··· Information shown

PR #3177, opened 2017-12-10
Make spawn logic accept optional 2D fields

PS-Soundwave:
### Contains

Work-in-progress changes to the spawn logic to allow for world types where the concept of "surface height" or "sea level" doesn't make sense everywhere or at all. It will reject spawn locations with no surface height and accept locations regardless of height when there is no sea level (not yet implemented). See PS-Soundwave/ProjSndwvWorldGeneratorTest for a demonstration module.

### How to test

Ensure that properly updated world generators don't break, as well as that functionality works as intended for new generators. Perlin and my generator have been my test cases thus far.

- [ ] Optional sea level

### DIFF
--- a/engine/src/main/java/org/terasology/logic/spawner/AbstractSpawner.java
+++ b/engine/src/main/java/org/terasology/logic/spawner/AbstractSpawner.java
@@ -26,7 +26,11 @@ import org.terasology.math.geom.Vector3i;
 import org.terasology.world.generation.Region;
 import org.terasology.world.generation.World;
 import org.terasology.world.generation.facets.SeaLevelFacet;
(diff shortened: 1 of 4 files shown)


GooeyHub:

mkienenb:
Are you still working on this PR?
It seems reasonable enough to me, although I'm not an expert on world-gen.

I would recommend that you include javadocs for at least the SpawnHeightFacet and OptionalFacet2D classes, possibly re-iterating why these classes are useful like you did in your initial PR comments.

And these seem like decent candidates for real unit tests.

PS-Soundwave:
Yep, it's still in progress. I'm currently on 4 projects and a bit thin on time, but I'll prioritize this so that it doesn't freeze over.

PR #3187, opened 2017-12-17
Add error-prone to engine

vorburger:
see http://errorprone.info

Signed-off-by: Michael Vorburger <mike@vorburger.ch>

### DIFF
--- a/engine/build.gradle
+++ b/engine/build.gradle
@@ -3,6 +3,7 @@
 // Get the gradle versioneye plugin from the plugins.gradle.org repo
 plugins {
     id "org.standardout.versioneye" version "1.1.0"
+    id "net.ltgt.errorprone" version "0.0.13"
 }
 
 // Grab all the common stuff like plugins to use, artifact repositories, code analysis config, etc


GooeyHub:

Cervator:
Uh - thanks? But it would be great with a bit more reasoning here than a link :-)

There are a bunch of those sites and services we could sign up for and we definitely should, but it needs a bit more digging. 

For instance with that enabled, how does the engine build differ? Do any errors/warnings trigger? Do we need any additional custom config to ignore any false positives? Would the tool likely be eclipsed by a different but similar service we might consider instead? Did you pick this one for any particular reason, like a specific warning you found useful, or have you used it for a different project?

jellysnake:
@vorburger pinging to see how this is going?

vorburger:
@jellysnake @Cervator hey there - thanks for replying, sorry I was AFK.

So http://errorprone.info is one of those Code Quality type tools, like Checkstyle, SpotBugs (formerly known as FindBugs), PMD et al.

I'm reasonably familiar with this space, and have done digging and find error-prone to be useful. Note that AFAIK it is by and extensively used inside Google for their HUGE Java code base, including all of Google's Android apps.

FYI this one is NOT a site or service you need to sign up for or create any server - contrary to something like say Sonar, or others like that. Personally I do not like those "parallel" post-merge "metrics Dashboard" thingies - nobody ever looks at that. The only think that really works in my experience over the years is simple stuff you integrate in your build, which makes even local builds fails for devs. And this error-prone thing is just something that runs during your build and emits warnings or errors (like Checkstyle and SpotBugs).

I have (started to) use this in a large code base I work on "by day", and have configuration tweaks there which you could look at later if you want to add the base tool first, [see the opendaylight/infrautils/common/parent/pom.xml](https://github.com/opendaylight/infrautils/blob/c0b33dcaaae708b17a2feef1ce868c7b6c297611/common/parent/pom.xml).

I've absolutely no problem to Close and Abandon this - it was just a suggestion.

jellysnake:
I'm going to close this and move it to an issue as it's probably better suited for there.

vorburger:
> I'm going to close this and move it to an issue as it's probably better suited for there.

==> #3362

PR #3188, opened 2017-12-20
WIP: Introduce engine libs

oniatus:
This PR introduces the concept for engine-libs as discussed in http://forum.terasology.org/threads/architecture-discussion-for-v3-engine-split-engine-libs.1897

I started with the entity-system and excluded only 3 interfaces for a demonstration.
Actual PR includes:
- easy configurable subproject `engine-libs`. A new lib requires a build.gradle and is ready to go.
- no API breaking, everything should work the way it is
- high quality bar for all engine-libs:
  - Build fails on low test coverage
  - Build fails on low semantic test coverage (uses http://pitest.org/)
  - Build fails on checkstyle violations (no warnings)
  - Lower visibility of classes is enforced via a custom checkstyle check (currently living at https://github.com/oniatus/custom-checks)
  - No impact on existing code! Development on engine can continue as-is

Outstanding changes:

- [x] Project dependency does not work with the engine dev sourceset. An easy fix could be to move the dev stuff to a benchmark project or the test sourceset. Or maybe some gradle magic from @Cervator  😉?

······

**The problem**
Please return every line of the records above that contains the word "suited".

**Result for this exercise**
I'm going to close this and move it to an issue as it's probably better suited for there.
> I'm going to close this and move it to an issue as it's probably better suited for there.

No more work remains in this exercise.